Brooks Raley Is Quietly Punching Out Everyone He Faces
A 55.6% strikeout rate over the last seven days. A FIP of -0.60. A 0.00 ERA across every rolling window. Brooks Raley is doing something absurd in small innings, and while the sample is tiny, the skill indicators are flashing in a way that demands attention.
WaiverScout flagged Raley as an "add now" back on April 1st when his ownership sat at 0.7%. That signal has only strengthened. He's now rostered in just 0.8% of leagues — virtually invisible — while his peripherals have sharpened across every measurable window.
The Rolling Window Breakdown
Here's what makes this interesting. Raley's numbers aren't just good in one snapshot — they're trending in the right direction across all three windows:
- 7-day: 0.00 ERA | 16.67 K/9 | -0.60 FIP | 2.7 IP
- 14-day: 0.00 ERA | 13.4 K/9 | 0.12 FIP | 4.7 IP
- 30-day: 0.00 ERA | 12.63 K/9 | 0.29 FIP | 5.7 IP
The K/9 jumped from 12.63 over 30 days to 16.67 over the last week. His seven-day strikeout rate of 55.6% is up sharply from 38.1% over 30 days — that's not a blip, that's a reliever who may be finding another gear with his secondaries. A FIP of -0.60 over the last seven days is essentially as dominant as a pitcher can be in a short window. He's not just avoiding runs — he's avoiding baserunners and hard contact entirely.
Why Nobody Is Talking About This
Raley came back from a stint on the 60-day IL last summer, as CBS Sports noted when he picked up his second hold. He's a left-handed reliever who doesn't close — that's the fantasy blind spot. Most managers chase saves and ignore the middle-leverage arms quietly accumulating ratios and strikeouts. Browse FantasyPros or FantasyData and you'll find minimal buzz. This player isn't on anyone's radar yet — which is exactly when WaiverScout's algorithm does its best work.
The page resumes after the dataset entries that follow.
PR #2642, opened 2023-03-06
Fix formatter enum translation

eymen-elkum:
Hi @yurikuzn 
Another issue with the same topic (enum with translation path), I also improved the last code I made on last pr


yurikuzn:
Can't take a look today as very busy. Please could you not to apply code style changes in PRs.

Issue #2644, opened 2023-03-06
Double consecutive `createView` calls may cause side effects


mozkomor05:
**Describe the bug**
Double consecutive `createView` calls may cause side effects (dangling promises) because of the way Bullbone works. Most often such an error is related to double consecutive re-render (closely related to https://github.com/espocrm/espocrm/issues/2635) or `prepare` call.

**Explanation**
Suppose (i) a view _A_ that creates nested view _B_ inside its `prepare` function. For example A = `time-ranges` and B = `item-detail` of working calendar field, which already exist in EspoCRM. Suppose (ii) that view B takes some time to load. We can simulate this by adding 
```js
this.wait(new Promise(resolve => setTimeout(resolve, 500)));
```
to its setup function. (I couldn't find a view in Espo that meets both conditions (i) and (ii), but developers can create such views. For sake of this example I appended the `wait` line to the `item-detail` manually).

Now:
1. Begin inline editation of view _A_
2. Make changes
3. **Close** inline editation

https://github.com/espocrm/espocrm/blob/6afd616e42deb6ec9f9590803fd1825fc28c01a5/client/src/views/fields/base.js#L1280-L1286

4. This causes a call to `setDetailMode` function, which calls `prepare`. This creates a promise _X_ on which depends the correct termination of inline editation.
5. Initial attributes are stored back to model, which causes change event. Causing another call to `prepare`.
6. Another call to `prepare` marks promise _X_ as cancelled. However, as view _B_ takes some time to load, promise _X_ haven't resolved yet.
7. This creates dangling promise _X_, thus inline editation never terminates correctly and editation links never disappear.

I think that this is fundamental issue with Bullbone, as developes have no feedback when createView terminates. I can think of adding a new option to `createView`, that tells `createView` to reject, when promise is marked as cancelled.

Context Within the Mets Bullpen
New York's high-leverage picture features Edwin Díaz and Kenley Jansen at the top, with Jeff Hoffman also in the mix. Raley isn't competing for saves. But in leagues that reward holds, K/9, and ERA, a reliever throwing this kind of filth in 5.7 innings with zero earned runs is a legitimate asset. If the Mets' trust in him grows — and a 55.6% strikeout rate is a compelling audition — higher-leverage opportunities could follow.
The Catch
We're talking about 5.7 total innings over 30 days. That's the definition of an early signal. Confidence is low by design. A reliever can look unhittable for a week and regress hard the next. The 0 PA designation in our sample tracker confirms we're in small-sample territory. Early signs suggest something real could be emerging, but the workload simply doesn't support aggressive action yet.
Verdict: Watch
Brooks Raley is a Watch. The strikeout rate spike is legitimate, the FIP is elite across every window, and the zero ERA through 5.7 innings is encouraging. But the innings are too few to commit a roster spot in standard leagues. Add him to your watch list now. If he maintains a K/9 above 13 and the FIP stays below 1.00 through another two weeks of work, this becomes an add — and at 0.8% ownership, you'll have the jump on every league mate who wasn't paying attention. WaiverScout flagged him early. The signal is strengthening. Don't lose sight of it.